Showing posts with label Chapter 28. Show all posts
Showing posts with label Chapter 28. Show all posts

Tuesday, June 28, 2022

Inventory Spikes

During 2021, much of the talk concerning inventory surrounded shortages due to a variety of factors. In response, many companies increased production and orders to combat supply chain disruptions and increased consumer demand coming out of COVID-19 lockdowns. Now, it appears that companies have overshot demand as inventories have surged. For example, inventories for global manufacturing companies reached a record $1.87 trillion. As a result, inventory turnover for manufacturers increased to 81.1 days. And retailers are no different: Inventory for Macy's, Target, Walmart and other large retailers has increased from 17 to 45 percent compared to last year. This increased inventory is a boon for off-price retailers like Ross and TJ Maxx, which have a larger supply from big retailers offloading inventory. For many corporations, the excess inventory will likely negatively impact the bottom line.

Monday, March 15, 2021

Supply Chain Issues

Increasing demand for products in the U.S. has resulted in supply chain problems for many companies. For example, shipping from one Chinese manufacturer, which was 30 days a year and a half ago, is now three months and shipping costs have increased 50 percent. U.S. ports are a major bottleneck and ships can sit offshore for weeks at a time. Overall, global delivery times are the second longest on record. Shortages are the most severe for semiconductors, as demand increased when workers bought electronics to create home offices. In fact, the German Association of the Automotive Industry announced that only 240,000 passenger cars were made in February, about half of the November output. The reason given was the shortage of semiconductors.

Monday, March 1, 2021

Granting Credit

As with many other decisions in corporate finance, the decision to grant credit is industry specific. A recent survey indicates that the median company grants credit to about 30 percent of its customers. The 25th percentile company grants credit to 20 percent of its customers and the 75th percentile company grants credit to 50 percent of its customers. Car dealers grant credit about 83 percent of the time, while health care companies grant credit only 30 percent of the time. As with most decisions, remember the decision to grant credit is an NPV decision.

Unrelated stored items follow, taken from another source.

PR #11075, opened 2021-12-07
dnsdist: Fix a double-free when a DoH cross-protocol response is dropped

rgacogne:
### Short description

Introduced in 1.7.0, and only when a cross-protocol response to a DoH query is dropped by a rule.

### Checklist

I have:
- [x] compiled this code
- [x] tested this code
- [ ] documented the code

### DIFF
--- a/pdns/dnsdist-idstate.hh
+++ b/pdns/dnsdist-idstate.hh
@@ -241,7 +241,7 @@ struct IDState
   std::unique_ptr<QTag> qTag{nullptr}; // 8
   boost::optional<uint32_t> tempFailureTTL; // 8
   const ClientState* cs{nullptr}; // 8
-  DOHUnit* du{nullptr}; // 8
+  DOHUnit* du{nullptr}; // 8 (not a unique_ptr because we currently need to be able to peek at it without knowing taking ownership until later)
   std::atomic<int64_t> usageIndicator{unusedIndicator}; // set to unusedIndicator to indicate this state is empty   // 8
   std::atomic<uint32_t> generation{0}; // increased every time a state is used, to be able to detect an ABA issue    // 4
   uint32_t cacheKey{0}; // 4
--- a/pdns/dnsdist-idstate.hh
+++ b/pdns/dnsdist-idstate.hh
@@ -241,7 +241,7 @@ struct IDState
   std::unique_ptr<QTag> qTag{nullptr}; // 8
   boost::optional<uint32_t> tempFailureTTL; // 8
   const ClientState* cs{nullptr}; // 8
-  DOHUnit* du{nullptr}; // 8 (not a unique_ptr because we currently need to be able to peek at it without knowing taking ownership until later)
+  DOHUnit* du{nullptr}; // 8 (not a unique_ptr because we currently need to be able to peek at it without taking ownership until later)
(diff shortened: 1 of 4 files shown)


omoerbeek (approved):
This change looks good.

I checked the places where `DoHTCPCrossQuerySender` and `DoHCrossProtocolQuery` objects are used, and noted one spot where an `DoHTCPCrossQuerySender` object is first created and then the `get()` is done: line 1328. I do not think it is wrong, but the pattern looked strange to me.

rgacogne:
Thanks Otto! I'll review all the places where we touch the reference counter to check that we are doing the right thing. I'll also check one more time if we cannot use a smart pointer instead but h2o's API make that hard, if not impossible.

Tuesday, February 24, 2015

Inventory Shortage Costs

What is the optimal days' sales in inventory? It depends! Too much in inventory will result in large opportunity costs. In other words, a company has cash tied up in inventory that costs the company money and does not earn a return. However, too little inventory can be problematic as the company can experience shortage costs. In this article, the costs of inventory shortages are explained. For example, although just-in-time delivery is popular, it does create problems in supply chain management. Not only does a company need to monitor its suppliers to ensure they will be able to meet obligations, but a company must also monitor the supplier of the company's supplier. A disruption at any point in the supply chain can result in an inventory shortage. So, how much does an supply chain disruption affect a company's value? One study indicates that supply chain disruption can reduce a company's value by up to 7 percent.